> Assigned task: Find and copy each line of the records where the string "directives" shows up.

Start of Material to process

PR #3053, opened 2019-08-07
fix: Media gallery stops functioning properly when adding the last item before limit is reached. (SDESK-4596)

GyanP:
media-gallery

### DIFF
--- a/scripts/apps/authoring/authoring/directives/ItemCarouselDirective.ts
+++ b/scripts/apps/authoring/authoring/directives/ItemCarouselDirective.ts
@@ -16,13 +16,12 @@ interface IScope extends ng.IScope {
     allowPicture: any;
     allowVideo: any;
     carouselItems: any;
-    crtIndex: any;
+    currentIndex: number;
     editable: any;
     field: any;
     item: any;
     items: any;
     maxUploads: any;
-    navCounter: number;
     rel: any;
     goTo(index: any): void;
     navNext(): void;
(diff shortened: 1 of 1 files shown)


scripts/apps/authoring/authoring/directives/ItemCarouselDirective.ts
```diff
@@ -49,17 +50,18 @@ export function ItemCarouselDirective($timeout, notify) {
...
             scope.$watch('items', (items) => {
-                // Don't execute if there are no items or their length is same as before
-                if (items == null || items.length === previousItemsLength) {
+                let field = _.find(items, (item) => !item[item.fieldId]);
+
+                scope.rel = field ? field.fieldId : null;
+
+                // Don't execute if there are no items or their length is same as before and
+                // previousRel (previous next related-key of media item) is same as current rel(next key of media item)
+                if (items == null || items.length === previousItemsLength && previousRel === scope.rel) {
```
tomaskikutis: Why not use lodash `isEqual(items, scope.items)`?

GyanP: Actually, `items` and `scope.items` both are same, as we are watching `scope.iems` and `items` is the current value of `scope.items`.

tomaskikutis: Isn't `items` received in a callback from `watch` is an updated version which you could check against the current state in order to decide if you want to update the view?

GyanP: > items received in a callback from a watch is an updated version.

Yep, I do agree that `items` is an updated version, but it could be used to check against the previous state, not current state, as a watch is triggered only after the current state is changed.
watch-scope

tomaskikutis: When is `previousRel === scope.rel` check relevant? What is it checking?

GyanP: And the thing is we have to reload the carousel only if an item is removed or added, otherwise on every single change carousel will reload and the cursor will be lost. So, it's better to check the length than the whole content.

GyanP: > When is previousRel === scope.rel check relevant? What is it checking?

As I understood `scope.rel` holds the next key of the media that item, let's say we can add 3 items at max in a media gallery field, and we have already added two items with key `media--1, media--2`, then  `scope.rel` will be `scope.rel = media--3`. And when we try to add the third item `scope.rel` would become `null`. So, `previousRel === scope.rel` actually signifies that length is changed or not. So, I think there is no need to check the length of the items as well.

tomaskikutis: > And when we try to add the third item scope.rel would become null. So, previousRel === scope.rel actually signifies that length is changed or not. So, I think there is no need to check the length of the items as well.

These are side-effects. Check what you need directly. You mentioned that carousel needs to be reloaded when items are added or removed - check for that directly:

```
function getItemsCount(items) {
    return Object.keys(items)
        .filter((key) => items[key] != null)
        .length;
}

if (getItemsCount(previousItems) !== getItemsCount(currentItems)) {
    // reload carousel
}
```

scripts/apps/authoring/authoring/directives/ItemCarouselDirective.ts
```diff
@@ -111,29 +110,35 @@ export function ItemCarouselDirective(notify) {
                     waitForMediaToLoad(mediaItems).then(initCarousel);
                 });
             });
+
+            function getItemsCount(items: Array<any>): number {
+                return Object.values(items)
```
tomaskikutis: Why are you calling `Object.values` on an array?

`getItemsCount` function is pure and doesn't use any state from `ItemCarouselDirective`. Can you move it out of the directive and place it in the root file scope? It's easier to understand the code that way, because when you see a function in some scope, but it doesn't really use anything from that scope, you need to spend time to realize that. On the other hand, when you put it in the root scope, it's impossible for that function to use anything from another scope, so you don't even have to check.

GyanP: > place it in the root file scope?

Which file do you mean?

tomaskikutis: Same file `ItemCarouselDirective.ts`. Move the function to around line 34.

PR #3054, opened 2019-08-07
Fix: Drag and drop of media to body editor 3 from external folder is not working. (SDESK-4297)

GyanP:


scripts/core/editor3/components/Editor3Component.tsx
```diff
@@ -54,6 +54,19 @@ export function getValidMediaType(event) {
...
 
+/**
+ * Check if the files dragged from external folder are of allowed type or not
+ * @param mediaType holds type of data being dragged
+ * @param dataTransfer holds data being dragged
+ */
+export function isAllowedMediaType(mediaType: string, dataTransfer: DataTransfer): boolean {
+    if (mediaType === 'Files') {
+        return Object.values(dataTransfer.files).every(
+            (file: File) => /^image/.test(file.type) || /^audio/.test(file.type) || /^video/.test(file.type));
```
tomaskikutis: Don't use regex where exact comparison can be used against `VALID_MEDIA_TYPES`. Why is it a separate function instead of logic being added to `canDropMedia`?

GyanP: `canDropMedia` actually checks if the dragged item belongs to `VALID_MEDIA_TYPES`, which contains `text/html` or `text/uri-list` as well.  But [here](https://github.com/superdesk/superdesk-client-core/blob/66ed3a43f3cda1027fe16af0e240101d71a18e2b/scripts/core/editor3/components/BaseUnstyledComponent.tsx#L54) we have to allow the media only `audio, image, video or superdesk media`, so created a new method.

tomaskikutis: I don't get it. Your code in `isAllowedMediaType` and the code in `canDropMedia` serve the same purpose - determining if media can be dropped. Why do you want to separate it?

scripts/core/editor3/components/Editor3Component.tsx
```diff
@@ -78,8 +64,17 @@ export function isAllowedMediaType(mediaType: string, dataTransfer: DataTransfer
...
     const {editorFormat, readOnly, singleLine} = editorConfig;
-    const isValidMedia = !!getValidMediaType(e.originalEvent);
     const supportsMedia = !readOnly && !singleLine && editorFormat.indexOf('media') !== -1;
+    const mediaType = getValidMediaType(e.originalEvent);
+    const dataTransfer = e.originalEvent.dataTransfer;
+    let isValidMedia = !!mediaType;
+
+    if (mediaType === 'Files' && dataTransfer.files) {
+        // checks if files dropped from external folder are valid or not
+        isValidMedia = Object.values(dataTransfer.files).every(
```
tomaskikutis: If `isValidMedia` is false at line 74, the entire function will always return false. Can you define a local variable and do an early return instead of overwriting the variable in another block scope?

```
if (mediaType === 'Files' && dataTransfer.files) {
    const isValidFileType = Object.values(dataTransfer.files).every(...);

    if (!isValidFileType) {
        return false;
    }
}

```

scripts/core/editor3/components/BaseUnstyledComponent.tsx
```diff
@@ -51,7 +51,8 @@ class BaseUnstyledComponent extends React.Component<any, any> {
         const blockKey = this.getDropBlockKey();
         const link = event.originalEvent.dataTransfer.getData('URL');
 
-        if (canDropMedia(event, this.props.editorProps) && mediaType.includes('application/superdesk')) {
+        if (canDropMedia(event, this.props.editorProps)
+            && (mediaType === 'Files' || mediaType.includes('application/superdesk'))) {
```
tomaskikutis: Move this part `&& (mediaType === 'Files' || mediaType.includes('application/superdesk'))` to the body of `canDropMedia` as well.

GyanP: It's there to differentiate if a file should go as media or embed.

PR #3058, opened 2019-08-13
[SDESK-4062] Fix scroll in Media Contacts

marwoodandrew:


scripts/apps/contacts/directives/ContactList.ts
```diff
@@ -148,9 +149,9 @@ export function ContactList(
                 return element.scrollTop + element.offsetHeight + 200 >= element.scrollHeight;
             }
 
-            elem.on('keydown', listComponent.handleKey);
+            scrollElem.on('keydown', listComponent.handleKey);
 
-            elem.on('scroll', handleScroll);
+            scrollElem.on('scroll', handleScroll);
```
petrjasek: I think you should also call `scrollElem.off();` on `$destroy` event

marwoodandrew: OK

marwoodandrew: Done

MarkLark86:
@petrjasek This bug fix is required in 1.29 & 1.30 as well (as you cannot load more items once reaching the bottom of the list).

End of Material to process
Start of Material to process

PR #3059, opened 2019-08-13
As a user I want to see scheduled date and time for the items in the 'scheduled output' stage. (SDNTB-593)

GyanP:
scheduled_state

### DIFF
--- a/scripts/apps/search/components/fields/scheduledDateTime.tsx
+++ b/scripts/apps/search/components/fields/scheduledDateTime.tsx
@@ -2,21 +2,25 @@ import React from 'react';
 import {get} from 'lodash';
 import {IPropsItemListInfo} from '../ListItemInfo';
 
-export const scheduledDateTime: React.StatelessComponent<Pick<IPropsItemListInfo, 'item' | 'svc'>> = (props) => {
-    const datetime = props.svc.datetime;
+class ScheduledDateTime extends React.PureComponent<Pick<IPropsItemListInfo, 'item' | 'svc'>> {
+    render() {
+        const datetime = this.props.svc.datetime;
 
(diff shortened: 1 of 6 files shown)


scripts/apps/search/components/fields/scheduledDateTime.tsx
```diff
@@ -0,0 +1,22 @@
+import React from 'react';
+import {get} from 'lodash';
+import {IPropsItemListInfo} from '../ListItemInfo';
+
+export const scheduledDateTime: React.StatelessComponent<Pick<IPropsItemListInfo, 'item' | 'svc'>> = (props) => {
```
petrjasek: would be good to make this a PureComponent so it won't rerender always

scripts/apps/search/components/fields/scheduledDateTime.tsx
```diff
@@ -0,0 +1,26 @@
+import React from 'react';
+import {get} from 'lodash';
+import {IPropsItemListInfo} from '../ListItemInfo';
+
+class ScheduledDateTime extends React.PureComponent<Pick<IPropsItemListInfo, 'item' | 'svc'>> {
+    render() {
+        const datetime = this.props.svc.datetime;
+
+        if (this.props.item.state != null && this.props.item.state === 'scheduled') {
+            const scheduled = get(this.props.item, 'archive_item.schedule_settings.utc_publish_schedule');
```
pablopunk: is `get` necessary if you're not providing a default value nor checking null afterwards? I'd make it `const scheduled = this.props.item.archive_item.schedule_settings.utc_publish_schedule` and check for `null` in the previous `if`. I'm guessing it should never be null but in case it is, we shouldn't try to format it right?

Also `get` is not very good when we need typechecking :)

End of Material to process

> Response:
--- a/scripts/apps/authoring/authoring/directives/ItemCarouselDirective.ts
+++ b/scripts/apps/authoring/authoring/directives/ItemCarouselDirective.ts
scripts/apps/authoring/authoring/directives/ItemCarouselDirective.ts
scripts/apps/authoring/authoring/directives/ItemCarouselDirective.ts
scripts/apps/contacts/directives/ContactList.ts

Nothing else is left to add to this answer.